→ About this task
For the entries below, the result should be an exact transcription of the lines from the one with "PR #7414, opened 2024-08-12" up to and including the one with "While we might", and only those.

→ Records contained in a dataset
((

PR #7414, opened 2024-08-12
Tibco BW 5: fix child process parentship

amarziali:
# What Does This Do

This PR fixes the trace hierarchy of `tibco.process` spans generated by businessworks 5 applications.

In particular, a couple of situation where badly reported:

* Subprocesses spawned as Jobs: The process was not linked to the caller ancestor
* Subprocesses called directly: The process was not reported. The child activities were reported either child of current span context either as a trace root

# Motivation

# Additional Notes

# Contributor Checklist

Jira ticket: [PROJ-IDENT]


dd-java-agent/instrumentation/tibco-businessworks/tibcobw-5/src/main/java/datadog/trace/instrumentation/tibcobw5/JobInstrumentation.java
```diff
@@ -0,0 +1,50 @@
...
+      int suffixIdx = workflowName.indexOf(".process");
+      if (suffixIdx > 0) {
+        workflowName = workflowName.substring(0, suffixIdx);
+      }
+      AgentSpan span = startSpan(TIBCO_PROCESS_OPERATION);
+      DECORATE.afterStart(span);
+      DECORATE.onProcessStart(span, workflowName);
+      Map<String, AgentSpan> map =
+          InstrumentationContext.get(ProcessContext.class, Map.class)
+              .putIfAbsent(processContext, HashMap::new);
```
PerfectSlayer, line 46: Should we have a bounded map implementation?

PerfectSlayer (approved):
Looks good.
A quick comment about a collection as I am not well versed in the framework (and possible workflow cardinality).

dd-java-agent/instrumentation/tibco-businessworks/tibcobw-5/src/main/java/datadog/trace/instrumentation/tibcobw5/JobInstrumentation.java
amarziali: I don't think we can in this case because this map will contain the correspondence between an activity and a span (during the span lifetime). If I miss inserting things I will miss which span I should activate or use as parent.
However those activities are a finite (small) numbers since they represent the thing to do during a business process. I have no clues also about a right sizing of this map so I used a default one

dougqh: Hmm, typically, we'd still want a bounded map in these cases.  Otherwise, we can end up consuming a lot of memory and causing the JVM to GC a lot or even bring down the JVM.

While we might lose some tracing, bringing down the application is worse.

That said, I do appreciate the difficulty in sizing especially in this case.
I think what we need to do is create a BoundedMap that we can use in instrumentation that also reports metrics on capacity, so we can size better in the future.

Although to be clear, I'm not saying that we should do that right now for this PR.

))
((

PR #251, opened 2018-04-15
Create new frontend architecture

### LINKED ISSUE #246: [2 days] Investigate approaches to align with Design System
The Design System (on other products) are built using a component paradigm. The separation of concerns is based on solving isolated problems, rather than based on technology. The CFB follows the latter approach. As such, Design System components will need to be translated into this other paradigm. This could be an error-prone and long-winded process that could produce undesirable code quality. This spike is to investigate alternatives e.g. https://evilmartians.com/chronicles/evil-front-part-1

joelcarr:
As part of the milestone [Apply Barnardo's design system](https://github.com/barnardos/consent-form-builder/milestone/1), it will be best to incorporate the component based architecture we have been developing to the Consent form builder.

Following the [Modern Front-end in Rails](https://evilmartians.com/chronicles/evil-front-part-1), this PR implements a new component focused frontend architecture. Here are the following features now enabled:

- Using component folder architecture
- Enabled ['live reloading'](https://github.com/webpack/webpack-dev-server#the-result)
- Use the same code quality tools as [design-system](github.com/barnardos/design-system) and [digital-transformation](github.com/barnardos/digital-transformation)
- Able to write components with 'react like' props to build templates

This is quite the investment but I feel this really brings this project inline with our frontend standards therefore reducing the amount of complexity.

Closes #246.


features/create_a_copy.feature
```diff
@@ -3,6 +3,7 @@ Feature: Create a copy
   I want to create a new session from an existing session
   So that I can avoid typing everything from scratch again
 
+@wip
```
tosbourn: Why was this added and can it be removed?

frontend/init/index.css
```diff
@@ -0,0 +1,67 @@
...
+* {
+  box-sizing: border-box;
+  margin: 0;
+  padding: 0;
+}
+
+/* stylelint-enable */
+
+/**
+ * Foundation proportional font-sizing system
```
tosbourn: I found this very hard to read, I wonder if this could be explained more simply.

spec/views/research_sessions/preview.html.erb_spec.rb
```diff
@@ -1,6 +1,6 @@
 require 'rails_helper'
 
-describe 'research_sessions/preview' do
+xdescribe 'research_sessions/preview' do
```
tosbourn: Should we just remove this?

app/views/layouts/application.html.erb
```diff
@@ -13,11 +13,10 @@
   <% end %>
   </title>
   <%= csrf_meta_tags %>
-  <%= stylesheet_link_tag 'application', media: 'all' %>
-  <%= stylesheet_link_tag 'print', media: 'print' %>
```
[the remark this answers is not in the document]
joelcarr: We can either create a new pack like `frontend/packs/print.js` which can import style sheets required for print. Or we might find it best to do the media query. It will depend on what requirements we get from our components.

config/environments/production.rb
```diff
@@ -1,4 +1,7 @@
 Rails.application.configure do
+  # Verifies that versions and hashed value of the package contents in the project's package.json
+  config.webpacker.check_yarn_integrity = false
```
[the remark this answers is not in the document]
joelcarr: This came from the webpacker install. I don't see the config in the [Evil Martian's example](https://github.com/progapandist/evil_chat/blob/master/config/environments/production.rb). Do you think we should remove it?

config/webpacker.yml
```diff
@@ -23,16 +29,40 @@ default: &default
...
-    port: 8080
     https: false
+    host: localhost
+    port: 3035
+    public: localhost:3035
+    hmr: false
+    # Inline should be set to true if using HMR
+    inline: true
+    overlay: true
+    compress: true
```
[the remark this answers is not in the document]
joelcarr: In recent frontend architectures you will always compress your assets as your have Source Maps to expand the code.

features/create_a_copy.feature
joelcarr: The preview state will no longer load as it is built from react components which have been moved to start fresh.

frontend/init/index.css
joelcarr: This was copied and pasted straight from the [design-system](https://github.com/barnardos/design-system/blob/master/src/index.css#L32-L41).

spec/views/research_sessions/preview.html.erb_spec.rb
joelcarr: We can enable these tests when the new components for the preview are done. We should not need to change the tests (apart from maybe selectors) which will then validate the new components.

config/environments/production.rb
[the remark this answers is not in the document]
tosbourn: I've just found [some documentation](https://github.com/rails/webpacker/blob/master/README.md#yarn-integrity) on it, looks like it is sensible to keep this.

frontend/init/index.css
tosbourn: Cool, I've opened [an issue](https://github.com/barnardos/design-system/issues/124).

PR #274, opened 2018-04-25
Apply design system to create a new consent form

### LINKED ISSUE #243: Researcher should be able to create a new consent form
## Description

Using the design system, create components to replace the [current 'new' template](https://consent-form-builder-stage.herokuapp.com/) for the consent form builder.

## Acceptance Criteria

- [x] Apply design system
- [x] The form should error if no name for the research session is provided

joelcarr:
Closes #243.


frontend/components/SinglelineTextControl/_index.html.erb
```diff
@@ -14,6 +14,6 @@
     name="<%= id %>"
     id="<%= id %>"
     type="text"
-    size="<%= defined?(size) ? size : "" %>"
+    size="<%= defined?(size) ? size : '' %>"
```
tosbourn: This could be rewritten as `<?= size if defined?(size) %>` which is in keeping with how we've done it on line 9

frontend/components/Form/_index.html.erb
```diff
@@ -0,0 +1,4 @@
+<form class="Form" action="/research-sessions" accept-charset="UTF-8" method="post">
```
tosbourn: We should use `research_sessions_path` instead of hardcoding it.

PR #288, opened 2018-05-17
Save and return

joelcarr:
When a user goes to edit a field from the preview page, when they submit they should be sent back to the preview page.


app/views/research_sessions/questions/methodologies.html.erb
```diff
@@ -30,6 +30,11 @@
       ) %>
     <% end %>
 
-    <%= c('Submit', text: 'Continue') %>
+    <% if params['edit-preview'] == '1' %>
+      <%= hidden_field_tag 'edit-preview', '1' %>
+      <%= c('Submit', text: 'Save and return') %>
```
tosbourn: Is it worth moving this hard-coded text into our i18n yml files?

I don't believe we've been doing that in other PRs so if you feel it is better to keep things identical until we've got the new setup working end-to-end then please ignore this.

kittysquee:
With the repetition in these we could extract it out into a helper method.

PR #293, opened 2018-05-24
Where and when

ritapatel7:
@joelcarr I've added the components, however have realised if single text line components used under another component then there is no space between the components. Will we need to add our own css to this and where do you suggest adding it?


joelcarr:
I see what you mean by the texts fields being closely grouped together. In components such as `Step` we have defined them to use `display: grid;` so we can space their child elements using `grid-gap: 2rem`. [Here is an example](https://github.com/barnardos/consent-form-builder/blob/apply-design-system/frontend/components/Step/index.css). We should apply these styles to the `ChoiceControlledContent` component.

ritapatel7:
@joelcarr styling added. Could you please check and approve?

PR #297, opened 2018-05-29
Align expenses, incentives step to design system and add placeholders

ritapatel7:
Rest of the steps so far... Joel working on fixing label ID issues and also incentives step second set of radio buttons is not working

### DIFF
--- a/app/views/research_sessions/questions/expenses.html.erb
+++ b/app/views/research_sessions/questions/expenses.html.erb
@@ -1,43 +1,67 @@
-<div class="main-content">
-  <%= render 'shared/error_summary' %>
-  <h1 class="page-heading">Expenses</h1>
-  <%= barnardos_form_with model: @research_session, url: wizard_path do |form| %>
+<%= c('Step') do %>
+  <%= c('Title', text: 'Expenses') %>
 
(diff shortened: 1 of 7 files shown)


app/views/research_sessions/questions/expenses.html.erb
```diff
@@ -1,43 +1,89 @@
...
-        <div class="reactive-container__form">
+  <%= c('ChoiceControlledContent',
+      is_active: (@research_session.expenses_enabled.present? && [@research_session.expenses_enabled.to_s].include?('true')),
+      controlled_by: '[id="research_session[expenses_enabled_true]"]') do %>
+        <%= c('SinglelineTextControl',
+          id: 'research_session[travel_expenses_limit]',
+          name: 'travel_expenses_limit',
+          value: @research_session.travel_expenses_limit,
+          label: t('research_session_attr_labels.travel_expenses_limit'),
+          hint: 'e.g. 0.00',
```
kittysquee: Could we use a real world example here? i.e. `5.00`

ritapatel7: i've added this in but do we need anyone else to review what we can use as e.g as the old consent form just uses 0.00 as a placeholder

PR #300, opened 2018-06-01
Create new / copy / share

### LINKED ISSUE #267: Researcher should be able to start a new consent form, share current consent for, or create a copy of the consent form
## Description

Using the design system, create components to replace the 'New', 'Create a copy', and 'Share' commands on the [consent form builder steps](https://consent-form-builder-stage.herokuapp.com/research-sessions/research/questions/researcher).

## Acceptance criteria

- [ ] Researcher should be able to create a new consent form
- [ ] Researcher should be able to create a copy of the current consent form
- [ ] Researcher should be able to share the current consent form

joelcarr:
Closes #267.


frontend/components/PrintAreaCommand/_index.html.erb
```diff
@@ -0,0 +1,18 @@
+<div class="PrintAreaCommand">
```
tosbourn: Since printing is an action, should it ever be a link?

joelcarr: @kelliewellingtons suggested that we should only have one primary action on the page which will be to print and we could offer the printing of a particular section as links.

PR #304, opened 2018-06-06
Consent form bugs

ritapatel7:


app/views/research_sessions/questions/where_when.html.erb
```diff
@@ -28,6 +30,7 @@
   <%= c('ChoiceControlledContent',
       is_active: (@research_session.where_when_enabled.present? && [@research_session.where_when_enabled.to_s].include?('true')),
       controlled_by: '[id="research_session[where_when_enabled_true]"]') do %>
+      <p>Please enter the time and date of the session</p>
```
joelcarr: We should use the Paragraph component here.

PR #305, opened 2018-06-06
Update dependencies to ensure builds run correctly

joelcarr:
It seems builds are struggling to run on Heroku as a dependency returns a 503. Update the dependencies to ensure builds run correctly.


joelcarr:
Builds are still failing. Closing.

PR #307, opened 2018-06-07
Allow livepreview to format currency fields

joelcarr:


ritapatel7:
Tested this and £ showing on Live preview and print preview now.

))

→ Your response
PR #7414, opened 2024-08-12
Tibco BW 5: fix child process parentship

amarziali:
# What Does This Do

This PR fixes the trace hierarchy of `tibco.process` spans generated by businessworks 5 applications.

In particular, a couple of situation where badly reported:

* Subprocesses spawned as Jobs: The process was not linked to the caller ancestor
* Subprocesses called directly: The process was not reported. The child activities were reported either child of current span context either as a trace root

# Motivation

# Additional Notes

# Contributor Checklist

Jira ticket: [PROJ-IDENT]


dd-java-agent/instrumentation/tibco-businessworks/tibcobw-5/src/main/java/datadog/trace/instrumentation/tibcobw5/JobInstrumentation.java
```diff
@@ -0,0 +1,50 @@
...
+      int suffixIdx = workflowName.indexOf(".process");
+      if (suffixIdx > 0) {
+        workflowName = workflowName.substring(0, suffixIdx);
+      }
+      AgentSpan span = startSpan(TIBCO_PROCESS_OPERATION);
+      DECORATE.afterStart(span);
+      DECORATE.onProcessStart(span, workflowName);
+      Map<String, AgentSpan> map =
+          InstrumentationContext.get(ProcessContext.class, Map.class)
+              .putIfAbsent(processContext, HashMap::new);
```
PerfectSlayer, line 46: Should we have a bounded map implementation?

PerfectSlayer (approved):
Looks good.
A quick comment about a collection as I am not well versed in the framework (and possible workflow cardinality).

dd-java-agent/instrumentation/tibco-businessworks/tibcobw-5/src/main/java/datadog/trace/instrumentation/tibcobw5/JobInstrumentation.java
amarziali: I don't think we can in this case because this map will contain the correspondence between an activity and a span (during the span lifetime). If I miss inserting things I will miss which span I should activate or use as parent.
However those activities are a finite (small) numbers since they represent the thing to do during a business process. I have no clues also about a right sizing of this map so I used a default one

dougqh: Hmm, typically, we'd still want a bounded map in these cases.  Otherwise, we can end up consuming a lot of memory and causing the JVM to GC a lot or even bring down the JVM.

While we might lose some tracing, bringing down the application is worse.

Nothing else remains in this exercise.